--- START ---

PR #2529, opened 2024-11-23
Brings back MCR recharging, rebalances the MCR progression techweb

Maia-J:
## About The Pull Request

This brings the MCR back to its old rechargeability, but also keeps the cell reloading as an alternative to allow you to last longer.

Additionally rebalances the techwebs to cost less and spreads the basic upgrades across researches that science normally does anyhow, hopefully making them viable in more rounds.

## Why It's Good For The Game

They were almost never used by anyone currently because the reloads were slower than any ballistic, and the cells themselves tended to be a massive waste of resources when you can just print boolet. Sure you could beg science for the attachment research, or buy them, but the benefit was not really there either so again, no reason to bother.

This hopefully makes the MCR a valid sidegrade to all the ballistics, as it also got some light buffs to some of its firemodes before but those were eclipsed by the terrible cell mess.

## Proof Of Testing

<details>

image

</details>

## Changelog

:cl:
balance: MCR recharging brought back
balance: MCR techwebs now cost less, with basic MCR research spread across standard techs
/:cl:


RimiNosha:
Could you round that percentage while you're at it? The extra .0000 precision is really unnecessary.

Majkl-J:
> Could you round that percentage while you're at it? The extra .0000 precision is really unnecessary.

Not on here no
https://github.com/Bubberstation/Bubberstation/blob/59eaebf62d66350bfccb2fd6ca3f5ba16eb682cc/code/game/machinery/recharger.dm#L56-L58

RimiNosha:
That's really weird, the percent define should round it to 0.1 itself... wtf is going on?

Majkl-J:
> That's really weird, the percent define should round it to 0.1 itself... wtf is going on?

I've noticed that byond's round gets really fucky when not rounding to 1 for some reason in the latest 515 releases could be that I can check on it (And get myself written into another set of patchnotes probably lol)

IgiariValkyr:
Wait, so you're re-adding the reload in the gun, but also readding where it removes all charge if the cell is removed as well? That's going to really make people not use these anymore. The point of the reload handles / tac-reload handles was to have spare cells ready to go if you didn't have the self-recharge attachment. Now it's just a glorified laser gun with attachments again, which is why Nova removed them in favor of the modular rifles.

Majkl-J:
> Wait, so you're re-adding the reload in the gun, but also readding where it removes all charge if the cell is removed as well? That's going to really make people not use these anymore.

I'm readding the ability to charge the gun and the cells with no need to get attachments.

Nobody used them before because any ballistic was able to reload faster and give better feedback when provided as-is. Not being able to recharge the cells or the gun cut into the usefulness even more because the resource cost of cells was worse than just getting your mags reloaded

> The point of the reload handles / tac-reload handles was to have spare cells ready to go if you didn't have the self-recharge attachment. Now it's just a glorified laser gun with attachments again, which is why Nova removed them in favor of the modular rifles.

You can still keep the cells and tac reload them, if you so wish. Being a glorified laser rifle is better than being a laser rifle running on what is basically ballistic mags but worse than ballistic in every way.

This is mostly a buff to MCRs because they had like 30 minutes of setup to maybe become half as viable as ballistics are when they arrive from cargonia

ReturnToZender:
Lost on what specifically this does to the MCR, I'll have to try it out locally and see what it's like. Enjoy some of the changes, not sure on others. I like that you can recharge the MCR in a static weapon recharger.

sippykot:
> Nobody used them before because any ballistic was able to reload faster

I saw plenty of people using them, its just that they are restricted to armoury gear and HoPs/Wardens are stingy with them.
Also the big weakness of ballistic is not being able to go thru windows.

FoxxyRenamon:
> > Wait, so you're re-adding the reload in the gun, but also readding where it removes all charge if the cell is removed as well? That's going to really make people not use these anymore.
> 
> I'm readding the ability to charge the gun and the cells with no need to get attachments.
> 
> Nobody used them before because any ballistic was able to reload faster and give better feedback when provided as-is. Not being able to recharge the cells or the gun cut into the usefulness even more because the resource cost of cells was worse than just getting your mags reloaded
> 
> > The point of the reload handles / tac-reload handles was to have spare cells ready to go if you didn't have the self-recharge attachment. Now it's just a glorified laser gun with attachments again, which is why Nova removed them in favor of the modular rifles.
> 
> You can still keep the cells and tac reload them, if you so wish. Being a glorified laser rifle is better than being a laser rifle running on what is basically ballistic mags but worse than ballistic in every way.
> 
> This is mostly a buff to MCRs because they had like 30 minutes of setup to maybe become half as viable as ballistics are when they arrive from cargonia


I use the MCR a lot, it's my favourite Lasergun since we don't have the AER platform....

--- END ---

[What you should do]:
Copy out each line of the listing that contains the word "give".

[Task output]:
Nobody used them before because any ballistic was able to reload faster and give better feedback when provided as-is. Not being able to recharge the cells or the gun cut into the usefulness even more because the resource cost of cells was worse than just getting your mags reloaded
> Nobody used them before because any ballistic was able to reload faster and give better feedback when provided as-is. Not being able to recharge the cells or the gun cut into the usefulness even more because the resource cost of cells was worse than just getting your mags reloaded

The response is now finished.